General Discussion
In reply to the discussion: Any thoughts on who might do an attack like this and not claim responsibility? [View all]alcibiades_mystery
(36,437 posts)It's a dying art form, this claim of responsibility...
But seriously, I think there's something to non-claims. The claim of responsibility is premised on the singularity of the event - this event is a specific thing, a reprisal, a warning, or whatever. The new terrorist organizations know they can't get specific leverage from events - unlike the liberation armies of old, they don't consider events instructive but simply destructive. The old school liberation army types considered themselves teachers of the people: we need this terrorism to teach you to see things our way. From the Red Brigades to the Weathermen to the PLO and everybody in between, these groups believed that their acts could teach. So the acts are always accompanied by a discursive adjunct - the writing that goes along with the event, the explanation of the pedagogy of the attack.

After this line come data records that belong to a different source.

PR #280, opened 2023-04-27
Added the task solution

oleksusov:
[DEMO LINK](https://oleksusov.github.io/js_2048_game/)

### DIFF
--- a/src/scripts/main.js
+++ b/src/scripts/main.js
@@ -1,3 +1,386 @@
 'use strict';
 
-// write your code here
+const boardSize = 4;
+const gameBoard = document.querySelector('.game-board');
+const gameScore = document.querySelector('.game-score');
+const button = document.querySelector('.button');
+const messageStart = document.querySelector('.message-start');
+const messageLose = document.querySelector('.message-lose');
+const messageWin = document.querySelector('.message-win');
+
+const handlerSlide = e => {
+  switch (e.code) {
+    case 'ArrowLeft':
+      if (slideLeft()) {
+        setTimeout(function() {
+          createTile();
+        }, 200);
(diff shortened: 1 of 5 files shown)


polosanya (changes requested):
Good job! Let's improve your code a bit)

anstsot (changes requested):
Looks good from a code perspective but your demo link isn't working. could you check it, please?
If you have any questions, feel free to ask them in the chat

src/scripts/main.js
```diff
@@ -1,3 +1,386 @@
...
+const button = document.querySelector('.button');
+const messageStart = document.querySelector('.message-start');
+const messageLose = document.querySelector('.message-lose');
+const messageWin = document.querySelector('.message-win');
+
+const handlerSlide = e => {
+  switch (e.code) {
+    case 'ArrowLeft':
+      if (slideLeft()) {
+        setTimeout(() => {
```
witflash, line 15: You will have a problem with this approach. If a user will rapidly presses random keys your timeouts will be stacked. 
It's better to block any interaction while animation continues and a tile creates.

It's some improvement but you could think about it.

witflash (approved):
Well done!
You could improve your logic a bit. Check my comment

src/scripts/main.js
oleksusov: > You will have a problem with this approach. If a user will rapidly presses random keys your timeouts will be stacked. It's better to block any interaction while animation continues and a tile creates.
> 
> It's some improvement but you could think about it.

Maybe I should implement slide functions as async functions, wait when all tiles will be moved and then create a new tile.

PR #285, opened 2023-05-01
solution

BipBobBoop:
https://BipBobBoop.github.io/js_2048_game/

### DIFF
--- a/src/scripts/main.js
+++ b/src/scripts/main.js
@@ -1,3 +1,327 @@
 'use strict';
 
-// write your code here
+const body = document.querySelector('body');
+const container = document.createElement('div');
+
+container.classList.add('container');
+body.insertBefore(container, body.firstChild);
+
+function initializeGame(stage) {
+  gameHeader();
+  gameField();
+  gameNotification(stage);
+}
+
+function gameHeader() {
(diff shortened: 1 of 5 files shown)


src/scripts/main.js
```diff
@@ -1,3 +1,327 @@
...
+    for (let i = column.length - 1; i >= 0; i--) {
+      const cell = column[i];
+
+      cell.classList.remove(`field-cell--${cell.textContent}`);
+
+      const newValue = columnValuesMerged.shift();
+
+      cell.textContent = newValue;
+      cell.classList.add(`field-cell--${newValue}`);
+    }
```
witflash, line 249: Could you try to generalize moving logic and avoid code duplication? 
You make the same things inside every moving function and can make a general method that will take the params it needs. So, potentially your code will be shorter, cleaner, and more readable.

witflash (changes requested):
Great work! 
All logic works fine 👍🏼
But could you improve your code a little bit?
Check my comment, please.

src/scripts/main.js
BipBobBoop: Fixed all.

witflash (approved):
Excellent!
Well done 👍

PR #286, opened 2023-05-01
2048 First commit

dudar-y:
[DEMO LINK](https://dudar-y.github.io/js_2048_game/)

### DIFF
--- a/src/scripts/main.js
+++ b/src/scripts/main.js
@@ -32,6 +32,12 @@ function addRandomNumber(num) {
   };
 };
 
+function repeater(f, count) {
+  for (let i = 0; i < count; i++) {
+    f();
+  };
+};
+
 function isGameLost() {
   let result = true;
 
@@ -50,7 +56,7 @@ function isGameLost() {
     };
   });
 
-  if (result === true) {
+  if (result) {
     const columns = [];
     const fieldRows = [...gameField.rows];
 
@@ -144,6 +150,9 @@ function moveCells(firsCell, secondCell) {
   const firstValue = Number(firsCell.innerText);
   const secondValue = Number(secondCell.innerText);
 
+  const cellsCompare = firstValue !== 0 && firstValue === secondValue
+    && !blockedCells.includes(firsCell);
+
   if (firstValue !== 0 && secondValue === 0) {
     firsCell.className = 'field-cell';
     firsCell.innerText = '';
@@ -152,10 +161,7 @@ function moveCells(firsCell, secondCell) {
     actionCounter++;
   };
 
-  if (
-    firstValue !== 0 && firstValue === secondValue
-    && !blockedCells.includes(firsCell)
-  ) {
+  if (cellsCompare) {
     firsCell.className = 'field-cell';
     firsCell.innerText = '';
     secondCell.innerText = firstValue * 2;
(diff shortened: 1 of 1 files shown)


src/scripts/main.js
```diff
@@ -1,3 +1,379 @@
...
+
+  if (!cell.innerText) {
+    cell.innerText = num;
+    cell.classList.add(`field-cell--${num}`);
+  } else {
+    addRandomNumber(num);
+  };
+};
+
+// Some Function to end game
```
loralevitska, line 37: Remove comments. Fix all cases please

loralevitska (changes requested):
You did an amazing job! Looks good! Let's do some improvements (check comments)

- add winner text when cell have 2048 value
 image
- remove outline 
image

dudar-y:
> 
You have to get this value from the two cells by concatenating them, since the validation happens during the concatenation.
It is wrong?
завантаження

src/scripts/main.js
```diff
@@ -1,3 +1,300 @@
...
+  startGame();
+});
+
+document.addEventListener('keydown', (e) => {
+  const freeCells = getFreeCells();
+
+  switch (e.key) {
+    case 'ArrowRight':
+      moveRight();
+      moveRight();
```
Viktor-Kost, line 259: Repeated calls to the moveRight() function can be replaced with a loop or a function that accepts a parameter for the number of times to move.
Apply for similar cases

src/scripts/main.js
```diff
@@ -1,3 +1,300 @@
...
+
+    fieldRows.forEach(row => {
+      column.push([...row.cells][i]);
+    });
+
+    columns.push(column);
+  };
+
+  columns.forEach(column => {
+    for (let i = 1; i < 4; i++) {
```
Viktor-Kost, line 216: it's better to create constants to avoid `magic` numbers

src/scripts/main.js
```diff
@@ -1,3 +1,300 @@
...
+    firsCell.innerText = '';
+    secondCell.innerText = firstValue;
+    secondCell.classList.add(`field-cell--${firstValue}`);
+    actionCounter++;
+  };
+
+  if (
+    firstValue !== 0 && firstValue === secondValue
+    && !blockedCells.includes(firsCell)
+  ) {
```
Viktor-Kost, line 158: move such a long if condition to a variable for better readability and maintainability.

src/scripts/main.js
```diff
@@ -1,3 +1,300 @@
...
+
+      if ((value === nextValue) || value === '') {
+        result = false;
+
+        return;
+      };
+    };
+  });
+
+  if (result === true) {
```
Viktor-Kost, line 53:
```suggestion
  if (result) {
```

src/scripts/main.js
```diff
@@ -1,3 +1,379 @@
...
+function isGameLost() {
+  let result = true;
+
+  [...gameField.rows].forEach(row => {
+    const cells = [...row.cells];
+
+    for (let i = 0; i < cells.length - 1; i++) {
+      if (
+        (cells[i].innerText === cells[i + 1].innerText)
+        || cells[i].innerText === ''
```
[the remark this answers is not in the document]
Viktor-Kost: isn't fixed for some if conditions

Viktor-Kost (changes requested):
Cool!
Some minor fixes left

src/scripts/main.js
dudar-y: Explain in more detail, please...

loralevitska: If you have any questions, please ask them in fe_chat and tag mentors. It will be faster, because your answers in GitHub will be visible to mentor only after you re-request review

"magic numbers": `4` is not entirely clear what the number 4 means, the question arises why not 3?, not 7?, why 4?, where did it come from? It is better to put such numbers in a variable and name them so that it is clear from the name what this number means

loralevitska (approved):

The new terrorist organizations are completely detached from the people (they are terrorizing). They operate more in the mode of total war. The terrorist act for them is not a singular event with a teaching purpose, but simply another attack in a long and ongoing war. It would be as silly for them to claim responsibility for it as it would be for the Allies to claim responsibility for every bombing raid over Germany. You don't claim responsibility in an ongoing war, precisely because no attack stands on its own, and the attacks operate by attrition, not pedagogy. Once terrorism was transformed from the ideological groups seeking to instruct to the pure enemy conducting total (asymmetrical) warfare, the claim of responsibility declines as a rhetorical form. It's unnecessary. You're meant to know who's attacking you.
The old terrorism, ironically enough, sought persuasion, consensus; it was, in this sense, rhetorical. The new terrorism is purely coercive; it has no need of rhetoric, since it doesn't seek to persuade, but to force.